▶ _RECORD EXTRACTS_:
......

PR #1557, opened 2025-03-27
docs: add warning for bigframes 2.0

Genesis929:

Staging result: https://screenshot.googleplex.com/4iMfjL9VsB7ZXy5


README.rst
```diff
@@ -3,6 +3,21 @@ BigQuery DataFrames
 
 |GA| |pypi| |versions|
 
+.. raw:: html
```
shobsi, line 6: Can't we write it in markdown format like the rest of the file?

Genesis929: This is not a markdown file I assume, .. note:: and ..warning:: doesn't work as expected, that's the reasson I'm using html.

shobsi: Here is what I got from Gemini

```
**⚠️ Breaking Changes in BigQuery DataFrames v2.0**

Version 2.0 introduces breaking changes for improved security and performance. Key default behaviors have changed:

* **Large Results (>10GB):** The default value for `allow_large_results` has changed to False. Methods like `to_pandas()` will now fail if the query result's compressed data size exceeds 10GB, unless large results are explicitly permitted.
* **Remote Function Security:** The library no longer defaults to using the Compute Engine service account, and network ingress now defaults to "internal-only".
* **Endpoint Connections:** Automatic fallback to locational endpoints in certain regions is removed.

**Important:** If you are not ready to adapt to these changes, please pin your dependency to a version less than 2.0 (e.g., `bigframes==1.38.0`) to avoid disruption.

To learn about these changes and how to migrate to version 2.0, see: [updated introduction guide](https://cloud.google.com/bigquery/docs/bigquery-dataframes-introduction).
```

README.rst
```diff
@@ -3,6 +3,21 @@ BigQuery DataFrames
...
+
+    <div style="border: 1px solid #f5c6cb;
+    background-color: #f8d7da; color: #721c24; padding: 15px; margin-bottom: 20px; border-radius: 4px; font-size: 90%;">
+        <p style="margin-top: 0; font-weight: bold;">⚠️ Breaking Changes in BigQuery DataFrames v2.0</p>
+        <p>Version 2.0 introduces breaking changes for improved security and performance. Key default behaviors have changed:</p>
+        <ul>
+            <li><strong>Large Results (&gt;10GB):</strong> The default value for <code>allow_large_results</code> has changed to False. Methods like <code>to_pandas()</code> will now fail if the query result's compressed data size exceeds 10GB, unless large results are explicitly permitted.</li>
+            <li><strong>Remote Function Security:</strong> The library no longer defaults to using the Compute Engine service account, and network ingress now defaults to "internal-only".</li>
```
shobsi, line 14: [nit] suggest rephrasing:

The library no longer automatically lets the Compute Engine default service account become the identity of the Cloud Run functions. If that is desired, it has to be indicated by passing `cloud_function_service_account="default"`.

In addition, we should also call out:

Arguments to `remote_function` would have to be passed as keyword arguments.

README.rst
```diff
@@ -3,6 +3,21 @@ BigQuery DataFrames
...
+            <li><strong>Endpoint Connections:</strong> Automatic fallback to locational endpoints in certain regions is removed. </li>
+        </ul>
+        <p><strong>Important:</strong> If you are not ready to adapt to these changes, please pin your dependency to a version less than 2.0 (e.g., <code>bigframes==1.38.0</code>) to avoid disruption.</p>
```
shobsi, line 17: we should say 1.42.0, as that is the latest release

README.rst
shobsi: rst and md both are markup languages designed for readability, rst tends to be more feature rich than md. The above suggestion should work for both.

Genesis929: Tried similar solutions before, this won't make it similar enough to what we get now.

shobsi: discussed offline that even though in the GitHub the rendering may look same, the raw html gives better appearance (warning background color) when rendered in the cloud.google.com docs.

README.rst
Genesis929: Updated, also added a new line for keyword arguments.

README.rst
Genesis929: Updated.

README.rst
```diff
@@ -12,6 +12,23 @@ powered by the BigQuery engine.
...
+        <p style="margin-top: 0; font-weight: bold;">⚠️ Breaking Changes in BigQuery DataFrames v2.0</p>
+        <p>Version 2.0 introduces breaking changes for improved security and performance. Key default behaviors have changed:</p>
+        <ul>
+            <li><strong>Large Results (&gt;10GB):</strong> The default value for <code>allow_large_results</code> has changed to False. Methods like <code>to_pandas()</code> will now fail if the query result's compressed data size exceeds 10GB, unless large results are explicitly permitted.</li>
+            <li><strong>Remote Function Security:</strong>The library no longer automatically lets the Compute Engine default service account become the identity of the Cloud Run functions. If that is desired, it has to be indicated by passing cloud_function_service_account="default". And network ingress now defaults to "internal-only".</li>
+            <li><strong>@remote_function Argument Passing:</strong> Arguments to remote_function must now be passed using keyword syntax, as positional arguments are no longer supported.</li>
```
tswast, line 24: I have https://github.com/googleapis/python-bigquery-dataframes/pull/1560 open to partially revert this change.

```suggestion
            <li><strong>@remote_function Argument Passing:</strong> Arguments other than input_types, output_type, and dataset to remote_function must now be passed using keyword syntax, as positional arguments are no longer supported.</li>
```

tswast (approved):

PR #1561, opened 2025-03-28
[WIP] Log __init__ calls of timedelta-related ops

sycai:


TrevorBergeron (changes requested):
Can we please not log internal op initializers, or really anything not directly tied to user intentions or server requests? I worry this is very fragile.

sycai:
> Can we please not log internal op initializers, or really anything not directly tied to user intentions or server requests? I worry this is very fragile.

I need to gather metrics on the usage of timedelta ops, and it seems this is the most straightforward approach. Could you elaborate on the fragility?

sycai:
Talked with @TrevorBergeron: the concern at the moment is that this PR is trying to log internal mechanisms instead of user intentions, which deviates from the purpose of the `class_logger`. 

Putting this PR on hold for now.

PR #1568, opened 2025-03-28
fix: prevent `KeyError` in `bpd.concat` with empty DF and struct/array types DF

chelsea-lin:
Fixes internal issue 407107482 🦕


GarrettWu:
Thanks for the fix.

GarrettWu (approved):

PR #1569, opened 2025-03-28
feat: Use session temp tables for all ephemeral storage

TrevorBergeron:


tests/system/small/test_bq_sessions.py
```diff
@@ -57,8 +58,13 @@ def test_bq_session_create_temp_table_clustered(bigquery_client: bigquery.Client
     assert result_table.clustering_fields == cluster_cols
 
     session_resource_manager.close()
-    with pytest.raises(google.api_core.exceptions.NotFound):
```
tswast, line 60: FWIW: if you sync to main I made a similar fix in https://github.com/googleapis/python-bigquery-dataframes/pull/1572/files. I think we can keep the `pytest.raises` and just do the loop.

TrevorBergeron: ok, just merged in and used your version

bigframes/session/loader.py
```diff
@@ -166,8 +171,13 @@ def read_pandas_load_job(
         job_config.clustering_fields = cluster_cols
 
         job_config.labels = {"bigframes-api": api_name}
+        job_config.schema_update_options = [
+            google.cloud.bigquery.job.SchemaUpdateOption.ALLOW_FIELD_ADDITION
```
tswast, line 175: I'm curious: why `ALLOW_FIELD_ADDITION` here, but using `WRITE_TRUNCATE` for `read_gbq_load_job`? Might be worthwhile to add some comments.

bigframes/session/loader.py
```diff
@@ -525,21 +538,12 @@ def _read_bigquery_load_job(
...
         else:
             load_job = self._bqclient.load_table_from_file(
-                filepath_or_buffer, table, job_config=job_config
+                filepath_or_buffer, destination=table, job_config=job_config
             )
 
         self._start_generic_job(load_job)
         table_id = f"{table.project}.{table.dataset_id}.{table.table_id}"
 
-        # Update the table expiration so we aren't limited to the default 24
```
tswast, line 534: ~I assume `_storage_manager.create_temp_table` handles this in the anonymous dataset case now?~

Edit: Yes, I see we do set an expiration above:

```
        expiration = (
            datetime.datetime.now(datetime.timezone.utc) + constants.DEFAULT_EXPIRATION
        )
        table = bf_io_bigquery.create_temp_table(
            self.bqclient,
            self.allocate_temp_table(),
            expiration,
            schema=schema,
            cluster_columns=list(cluster_cols),
            kms_key=self._kms_key,
        )
```

tswast (approved):
Thanks! Just a few nits.

bigframes/session/__init__.py
```diff
@@ -388,9 +401,13 @@ def close(self):
...
-        temp_storage_manager = getattr(self, "_temp_storage_manager", None)
-        if temp_storage_manager:
-            self._temp_storage_manager.clean_up_tables()
+        anon_dataset_manager = getattr(self, "_anon_dataset_manager", None)
+        if anon_dataset_manager:
+            self._anon_dataset_manager.close()
+
+        if getattr(self, "_session_resource_manager", None):
+            if self._session_resource_manager is not None:
+                self._session_resource_manager.close()
```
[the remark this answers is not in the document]
tswast: Committed my own suggestion. 🤞 hopefully I didn't break anything.

bigframes/session/loader.py
TrevorBergeron: I just want to make sure the ordering_col does not get overridden, as that is what is clustered.
Might still work with TRUNCATE as well?

PR #1570, opened 2025-03-28
docs: deprecate default model in `TextEmbedddingGenerator`, `GeminiTextGenerator`, and other `bigframes.ml.llm` classes

shuoweil:
docs: add remove default model warning, default LLM model will be removed for Bigframes 3.0

### DIFF
--- a/bigframes/ml/llm.py
+++ b/bigframes/ml/llm.py
@@ -21,7 +21,6 @@ import warnings
 
 import bigframes_vendored.constants as constants
 from google.cloud import bigquery
-import typing_extensions
 
 from bigframes import dtypes, exceptions
 import bigframes.bigquery as bbq
@@ -136,6 +135,10 @@ class TextEmbeddingGenerator(base.RetriableRemotePredictor):
         connection_name: Optional[str] = None,
     ):
         self.model_name = model_name
+        if model_name == "text-embedding-004":
+            msg = exceptions.format_message(_REMOVE_DEFAULT_MODEL_WARNING)
+            warnings.warn(msg, category=FutureWarning, stacklevel=2)
+
         self.session = session or global_session.get_global_session()
         self.connection_name = connection_name
 
--- a/bigframes/ml/llm.py
+++ b/bigframes/ml/llm.py
@@ -127,15 +127,18 @@ class TextEmbeddingGenerator(base.RetriableRemotePredictor):
     def __init__(
         self,
         *,
-        model_name: Literal[
-            "text-embedding-005",
-            "text-embedding-004",
-            "text-multilingual-embedding-002",
-        ] = "text-embedding-004",
+        model_name: Optional[
+            Literal[
+                "text-embedding-005",
+                "text-embedding-004",
+                "text-multilingual-embedding-002",
+            ]
+        ] = None,
         session: Optional[bigframes.Session] = None,
         connection_name: Optional[str] = None,
     ):
-        if model_name == _TEXT_EMBEDDING_004_ENDPOINT:
+        if model_name is None:
+            model_name = "text-embedding-004"
             msg = exceptions.format_message(_REMOVE_DEFAULT_MODEL_WARNING)
             warnings.warn(msg, category=FutureWarning, stacklevel=2)
         self.model_name = model_name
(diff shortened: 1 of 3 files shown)


bigframes/ml/llm.py
```diff
@@ -103,7 +104,13 @@
     "You should use this model name only if you are sure that it is supported in BigQuery."
 )
 
+_REMOVE_DEFAULT_MODEL_WARNING = "Due to the frequent deprecation of LLM models, the default model will be removed in BigFrames 3.0."
```
tswast, line 107: We can rephrase this a bit to put less blame on the Vertex team. Perhaps:

```suggestion
_REMOVE_DEFAULT_MODEL_WARNING = "Since upgrading the default model can cause unintended breakages, the default model will be removed in BigFrames 3.0. Please supply an explicit model to avoid this message."
```

bigframes/ml/llm.py
```diff
@@ -103,7 +104,13 @@
...
 
+
+@typing_extensions.deprecated(
+    _REMOVE_DEFAULT_MODEL_WARNING,
+    category=exceptions.DefaultModelRemovalWarning,
+)
```
tswast, line 113: Don't always raise this. Users should be able to avoid the warning by supplying a model name directly.

tswast: See Chelsea's change at https://github.com/googleapis/python-bigquery-dataframes/pull/1419 for an example of warning when the user doesn't explicitly provide an argument.

```
        cloud_function_ingress_settings: Optional[
            Literal["all", "internal-only", "internal-and-gclb"]
        ] = None,
    ):
        """Decorator to turn a user defined function into a BigQuery remote function.
	@@ -311,8 +311,9 @@ def remote_function(
                https://cloud.google.com/functions/docs/configuring/memory.
            cloud_function_ingress_settings (str, Optional):
                Ingress settings controls dictating what traffic can reach the
                function. Options are: `all`, `internal-only`, or `internal-and-gclb`.
                If no setting is provided, `all` will be used by default and a warning
                will be issued. See for more details
                https://cloud.google.com/functions/docs/networking/network-settings#ingress_settings.
        """
        # Some defaults may be used from the session if not provided otherwise
	@@ -429,6 +430,16 @@ def remote_function(
                " For more details see https://cloud.google.com/functions/docs/securing/cmek#before_you_begin"
            )

        if cloud_function_ingress_settings is None:
            cloud_function_ingress_settings = "all"
            msg = (
                "The `cloud_function_ingress_settings` are set to 'all' by default, "
                "which will change to 'internal-only' for enhanced security in future version 2.0 onwards. "
                "However, you will be able to explicitly pass cloud_function_ingress_settings='all' if you need. "
                "See https://cloud.google.com/functions/docs/networking/network-settings#ingress_settings for details."
            )
            warnings.warn(msg, category=FutureWarning, stacklevel=2)
```

shuoweil:
failing notebook is not relevant to this change, please help me with the review

bigframes/ml/llm.py
```diff
@@ -132,6 +135,9 @@ def __init__(
         session: Optional[bigframes.Session] = None,
         connection_name: Optional[str] = None,
     ):
+        if model_name == _TEXT_EMBEDDING_004_ENDPOINT:
+            msg = exceptions.format_message(_REMOVE_DEFAULT_MODEL_WARNING)
+            warnings.warn(msg, category=FutureWarning, stacklevel=2)
```
tswast, line 140: No. If they explicitly set this, we shouldn't show a warning.

Try something like this instead:

```suggestion
        model_name: Optional[Literal[
            "text-embedding-005",
            "text-embedding-004",
            "text-multilingual-embedding-002",
        ]] = None,
        session: Optional[bigframes.Session] = None,
        connection_name: Optional[str] = None,
    ):
        if model_name is None:
            model_name = _TEXT_EMBEDDING_004_ENDPOINT:
            msg = exceptions.format_message(_REMOVE_DEFAULT_MODEL_WARNING)
            warnings.warn(msg, category=FutureWarning, stacklevel=2)
```

tswast (changes requested):
FYI: I updated the PR title to reflect what we're doing in a way the user would understand.

bigframes/ml/llm.py
tswast: Please apply the same for the other models, too.

shuoweil: Thanks Tim, I used to believe we plan to remove default model for Bigframes 3.0, and throw an warning for default model removal in Bigframes 2.0. If I apply the same change, we are removing default model in bigframes 2.0. Please advise should I remove default models in Bigframes 2.0, or should we wait until 3.0 release time? Thanks a lot.

tswast (commented):
Looks good, thank you!

Let's make sure these code paths are covered by tests, such as by adding unit tests that check that the warning is issued at construction time.

For example:

https://github.com/googleapis/python-bigquery-dataframes/blob/b03e44f7fca429a6de41c42ec28504b688cd84f0/tests/unit/ml/test_matrix_factorization.py#L49-L65

but in this case, use `pytest.warns` instead.

shobsi:
May I suggest the title:

chore: warn if default llm is used in `bigframes.ml.llm`  classes

shuoweil:
> chore: warn if default llm is used in `bigframes.ml.llm` classes

Thanks @shobsi for the suggestion. I believe both of the title looks great. Adding @tswast for discussion.

tswast:
@shobsi We don't want  to use `chore: ` because we want this to be in the changelog. `chore: ` should be reserved for changes that don't affect user-facing behaviors like refactors and test infrastructure.

tswast (approved):

shobsi:
> @shobsi We don't want to use `chore: ` because we want this to be in the changelog. `chore: ` should be reserved for changes that don't affect user-facing behaviors like refactors and test infrastructure.

Ack, `feat:` would make more sense, but the main point was to shorten the long title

......

▶ _ASSIGNMENT_:
For each line in the data that contains the string "library", give a copy of that line.

▶ _EXPECTED OUTPUT_:
* **Remote Function Security:** The library no longer defaults to using the Compute Engine service account, and network ingress now defaults to "internal-only".
+            <li><strong>Remote Function Security:</strong> The library no longer defaults to using the Compute Engine service account, and network ingress now defaults to "internal-only".</li>
The library no longer automatically lets the Compute Engine default service account become the identity of the Cloud Run functions. If that is desired, it has to be indicated by passing `cloud_function_service_account="default"`.
+            <li><strong>Remote Function Security:</strong>The library no longer automatically lets the Compute Engine default service account become the identity of the Cloud Run functions. If that is desired, it has to be indicated by passing cloud_function_service_account="default". And network ingress now defaults to "internal-only".</li>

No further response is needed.